Anima SGR vient de recruter Tommaso Cucchetti en tant que chargé de clientèle au sein de la direction clientèle institutionnelle dans l’équipe dirigée par Andrea Mandraccio, responsable division clients institutionnels d’Anima, rapporte Funds People Italia. L’intéressé a passé dix ans dans le secteur de la gestion d’actifs. Il a travaillé successivement chez Vontobel AM & Investment Funds, Merrill Lynch et Idea Sim. Depuis septembre 2012, il travaillait au sein de Soprarno SGR en tant que gérant obligataire.
Cairn Real Estate, la filiale néerlandaise du groupe allemand MPC, vient de racheter, avec le concours d’un investisseur institutionnel, le portefeuille de transition du fonds néerlandais Stationsloaties C.V., rapporte la publication spécialisée Property Magazine. Ce portefeuille comprend six immeubles de bureaux dans les villes d’Utrecht, Breda, Groningen, Haarlem, Leeuwarden et Schiedam, représentant une surface total de 52.500 m2. Le prix de l’opération s’est élevé à 69 millions d’euros.
Robeco a vu ses actifs sous gestion augmenter de 18% l’an dernier, pour atteindre 268,1 milliards d’euros à fin décembre. Le gestionnaire néerlandais annonce ce matin renouer avec un niveau d’encours inégalé depuis sept ans. La hausse de 22,1 milliards d’euros est principalement due à un gain de 17,3 milliards d’euros lié à l’appréciation du dollar. En dehors cet effet de change, Robeco a collecté 4 milliards d’euros en net, contre 6,2 milliards en 2014. Le groupe affiche un bénéfice net record de 237 millions d’euros en 2015.

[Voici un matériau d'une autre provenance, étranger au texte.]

PR #11651, opened 2024-01-08
refactor: move PDF options to utilities

jrandolf-google:


Lightning00Blade (approved):
LGTM + how about we move them to `PDFOptions` and rename it `PdfUtils`

jrandolf:
> LGTM + how about we move them to `PDFOptions` and rename it `PdfUtils`

Not a fan of "Utils" classes since `* as PdfUtils` is always possible.

PR #13449, opened 2025-01-01
Update LICENSE, fix copyright license year

JasonnnW3000:
Yearly copyright bump. Padding my changed LOC! 😛


OrKoN:
Thanks, but I do not think it needs to be bumped after the initial file creation.

PR #13466, opened 2025-01-08
feat: resolve relative paths to absolute before unpacking

alexgwolff:

feat: resolve relative paths to absolute in CLI arguments

If update CLI description
**Summary**

**Other information**

### DIFF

Le point mort d’inflation anticipé à cinq ans dans cinq ans, censé prédire le niveau d’inflation pour 2026 qui sera anticipé en 2021 et que la Banque centrale européenne (BCE) présente comme l’un de ses principaux baromètres des anticipations d’évolution des prix, est tombé à 1,4740%. La dernière fois que cet indicateur est tombé sous les 1,5% remonte à début janvier 2015, juste avant l’annonce du QE par Mario Draghi.
La production de pétrole restera excédentaire tout au long de l’année 2016, a indiqué mardi l’Agence internationale de l’énergie. Dans son rapport mensuel sur le marché pétrolier, l’Agence a revu à la baisse ses prévisions de croissance de la demande, à 1,17 million de barils par jour (bpj), après une croissance de 1,6 million bpj enregistrée en 2015. La faiblesse de la demande, associée à la résistance des producteurs américains et au retour sur le marché mondial de l’Iran ne laisse pas entrevoir une hausse prochaine des prix. «Les données disponibles sur l’offre et la demande au second semestre de l’année vont dans le sens d’une accumulation supplémentaire des stocks, de 0,3 million de bpj. (...) Dans ces conditions, le risque baissier à court terme est en hausse», conclut le rapport.